Cryptococcosis is an opportunistic infection caused by Cryptococcus neoformans which occurs in severely immunosuppressed patients [1]. The infection spreads throughout the human body, in particular, the central nervous system (CNS) [2]. Typically, C. neoformans is isolated from 10–30% of patients afflicted with cryptococcemia or disseminated cryptococcosis [3]. Unlike other clinical subtypes of cryptococcosis, cryptococcemia is an indicator of poor prognosis among patients with cryptococcal infection of the CNS [4].

In the recent decade, the incidence of cases involving organ transplantation, malignant diseases, administration of corticosteroids, and other immune inhibitors has increased. Such patients show an immunocompromised status and are susceptible to cryptococcosis with a high mortality rate; however, only two clinical cases of cryptococcemia have been reported in the literature [5, 6]. In the present retrospective cohort study, we investigated the implications of cryptococcemia to understand its clinical significance.

Methods

Patients

C. neoformans was isolated from the blood culture of patients (January 2010 to December 2019) at the Xiangya Hospital of Central South University (Changsha, Hunan, China). The inclusion criteria was positive blood culture of C. neoformans. The hospital is a tertiary medical center with a capacity of 3500 beds that provides both primary and tertiary referral care, and includes a bone marrow and solid organ transplantation center. Before 2015, the isolated strains of C. neoformans were cultured and identified in our hospital using India ink stain. After 2015, the fungi strain was identified by mass spectroscopy.

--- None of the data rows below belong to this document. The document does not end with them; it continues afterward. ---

PR #452, opened 2015-01-16
Multi-database support + added ENUM and SET for MySQL only

bartekrylko:
Added support for multi-databases migrations.
Added also support for ENUM and SET MySQL types. Values should be defined in 'limit' field.
More about using multi-db can be found here: https://github.com/DatingVIP/phinx/tree/0.4.x-dev


.gitignore
```diff
@@ -32,3 +32,4 @@ phpunit.xml
 
 # sqlite test database
 phinx_testing.sqlite3
+/nbproject/
```
shadowhand: These kinds of user-specific ignores should be done via [global gitignore](https://help.github.com/articles/ignoring-files/#create-a-global-gitignore) not at the repository level.

README.md
```diff
@@ -31,6 +31,14 @@ Phinx natively supports the following database adapters:
 * SQLite
 * Microsoft SQL Server
 
+#### Features added in this fork
```
shadowhand: These notes should be added to the documentation files, not the README.

src/Phinx/Config/Config.php
```diff
@@ -143,7 +143,7 @@ public function getEnvironments()
     /**
      * {@inheritdoc}
      */
-    public function getEnvironment($name)
+    public function getEnvironment($name, $database = null)
```
shadowhand: These changes for multi-database should be a separate PR from adding new column types, as the two are completely unrelated.

shadowhand:
The file mode changes `100644 → 100755` should be reverted... Only executable files should have the executable bit set.

src/Phinx/Db/Adapter/AdapterWrapper.php
```diff
@@ -227,7 +227,7 @@ public function isValidColumnType(Column $column)
      */
     public function hasTransactions()
     {
-        return $this->getAdapter()->hasTransaction();
+        return $this->getAdapter()->hasTransactions();
```
shadowhand: Good catch, but this should have been a separate PR. I'll make the change to master.

src/Phinx/Db/Table/Column.php
```diff
@@ -151,7 +151,7 @@ public function getType()
     /**
      * Sets the column limit.
      *
-     * @param integer $limit
+     * @param mixed $limit integer|string - can be string for SET and ENUM
```
shadowhand: This is pretty weird to me, I don't think using `limit` for ENUM options makes sense... and shouldn't ENUM options be an array, not a string?

tests/Phinx/Db/Adapter/MysqlAdapterTest.php
```diff
@@ -871,4 +871,32 @@ public function testHasColumnReservedName()
         $this->assertTrue($tableQuoted->hasColumn('value'));
 
     }
+
+    public function testGetColumnTypes()
```
shadowhand: If the intent of this test is simply to make sure that `enum` and `set` are in the column types, that should be the only thing tested. As currently written, this test is fragile because adding new base types will cause it to fail.

src/Phinx/Db/Table/Column.php
bartekrylko: What do you suggest here? New column option called 'values' for example?
That option could take both, string and array.

shadowhand: Yes, a new column option. Calling it "values" makes sense to me.

bartekrylko:
Splitted into two separate: #464 #464 with suggested changes.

Serum cryptococcal antigen was not detected in our hospital. The automatic fungal BD BACTEC™ Instrumented Blood Culture System (Becton Dickinson Diagnostic Instrument Systems, Sparks, MD, USA) was applied to facilitate rapid reporting. All blood samples obtained from patients with suspected fungal infection were incubated routinely for 15 days before ‘no growth’ was reported. The list of patients among whom C. neoformans had been isolated from the blood was obtained from the computer database of the clinical microorganism isolation system. The study protocol was approved by the Ethics Committee of Xiangya Hospital (no. 2018091080). Data of the patients submitted were anonymized.

Data

The medical records of the patients were obtained from the database of Xiangya Hospital and reviewed carefully. We also collected data regarding demographics and clinical manifestations, such as age, sex, duration of hospitalization, predisposing conditions, significant symptoms, physical and laboratory findings, antifungal treatment, and clinical outcomes.

Definitions

The diagnosis of cryptococcemia was confirmed by two specialists based on the following criteria: (1) the patients demonstrated symptoms and signs of infection, and (2) their blood culture yielded positive results of infection at least once. Accordingly, the patients were divided into two subgroups (the immunosuppressed and immunocompetent groups). As per the definition of pneumonia (ventilator-associated pneumonia and non-ventilator-associated pneumonia) put out by the United States Centers for Disease Control, immunosuppressed patients represented those (1) with neutropenia, i.e., an absolute neutrophil count or total white blood cell count (WBC) < 500/mm3, (2) with leukemia, lymphoma, or acquired immune deficiency syndrome (AIDS) with CD4 count < 200 cells/mm3, (3) who underwent splenectomy, (4) with a history of solid organ or hematopoietic stem cell transplant, (5) who underwent cytotoxic chemotherapy, and (6) who took steroids (excluding inhaled steroids) daily for > 2 weeks. The immunocompetent group included subjects with no underlying diseases or who had not been properly diagnosed with the disease. Sepsis and septic shock were defined according to the criteria of The Third International Consensus Definitions for Sepsis and Septic Shock (Sepsis-3) [7]. The clinical outcomes of the patients were considered after they were admitted to the hospital (day 1). Signs of improvement, deterioration, and cause of death were recorded until their 60th day of hospitalization. Improvement was assessed in terms of a favorable clinical response to therapy at the end of hospitalization. Antifungal treatment was analyzed using a one-dose-received approach (the initial dose and treatment after admission), and empirical treatment was evaluated based on the antifungal treatment administered before positive culture results were obtained (except for antifungal prophylaxis). According to European guidelines for primary antifungal prophylaxis in adult hematology patients, azoles are considered the first choice for primary antifungal prophylaxis for patients receiving intensive remission induction chemotherapy for AML or MDS. Patients with lymphoma tend to be at low risk of IFD. Therefore, no recommended antifungal protocol was mentioned in this guideline [8].

Statistical Analysis

Differences in qualitative variables between the two groups were analyzed using the chi-squared test with continuity correction or Fisher’s exact test, as appropriate. Quantitative data were compared using the t test. Multivariate analysis was not performed as the patient pool was not large enough to yield reliable results. All statistical analyses were performed using SPSS v.19 (IBM, Armonk, NY, USA). Analysis items with p < 0.05 were considered statistically significant.

Results

Demographics

In total, 65 patients with cryptococcemia were diagnosed at Xiangya Hospital from January 2010 through December 2019. Eighty-two percent of the patients were reported to have underlying immunosuppressive conditions; the number of patients in this group was 4.5 times higher than that of those in the immunocompetent group. No significant differences in age, gender, or the duration of hospitalization were observed between the two groups (Table 1).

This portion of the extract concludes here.